Her sad, gray eyes, stern to herself, but tender and soft to him, as a cloud ready to melt in rain-drops, met his, which were alight with all the fire that an aroused and passionate spirit could kindle in them.  She saw what she had never beheld before indeed, but the meaning of which no woman ever yet mistook.  It was her work—­the assurance of her disgrace—­the offspring of her self-seeking and unwomanly behavior; and yet, as she looked, the blood rose gradually to her pale cheeks, and stained them with a deeper and yet deeper spot of red; her glance caught a spark from his, and her fragile and drooping figure seemed to dilate and grow stately, as if inspired by some burst of glorious music.  Bressant, in the mid-whirl and heat of his emotion, fell back upon the pillow, whence he had partly raised himself, trembling from head to foot.

“Is it love?” he said, in a smothered tone that was scarcely more than a whisper.  He was beaten down and overawed by the might and grandeur of the passion which, growing in his own breast, had become a giant that swayed and swept all things before it.
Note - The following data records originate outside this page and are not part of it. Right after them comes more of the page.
PR #210, opened 2016-04-04
Update tests and example to be case-agnostic

matthewmorgan:
The test metadata for this exercise specifies that counts should be independent of the case of the input words.

This PR brings this exercise in to conformance with that requirement.

### DIFF
--- a/exercises/word-count/word-count.spec.js
+++ b/exercises/word-count/word-count.spec.js
@@ -28,7 +28,7 @@ describe('words()', () => {
     expect(words.count('testing 1 2 testing')).toEqual(expectedCounts);
   });
 
-  xit('respects case', () => {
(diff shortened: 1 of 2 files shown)


exercises/word-count/word-count.spec.js
```diff
@@ -29,12 +29,12 @@ describe('words()', () => {
   });
 
   xit('respects case', () => {
```
rchavarria: Same as xjavascript :smile:
I think this description does not reflect what the spec does now. What about normalizes to lower case? @matthewmorgan, if you agree, I can do the change while merging the PR.

matthewmorgan: Absolutely! Thanks for catching that and please change it if it's not too
much trouble.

“Yes—­love!” said Sophie, in a voice like the soft ring of a silver trumpet.  Her heart was steadied and strengthened by what mastered him.  “Love—­it is above every thing else.  It has brought me down so low—­perhaps, through God’s mercy, it is the path by which I may rise again.  You will guide me, dear?”

And, with a gesture of divine humility, she put her hand in his, and looked down, with the smile brightening mistily in her eyes.

At that moment—­recalled, perhaps, by a chance similarity in position, gesture, or expression—­came over him, like a sudden chill and darkness, the memory of his last interview with Cornelia.

CHAPTER XVI.

PARTING AN ANCHOR.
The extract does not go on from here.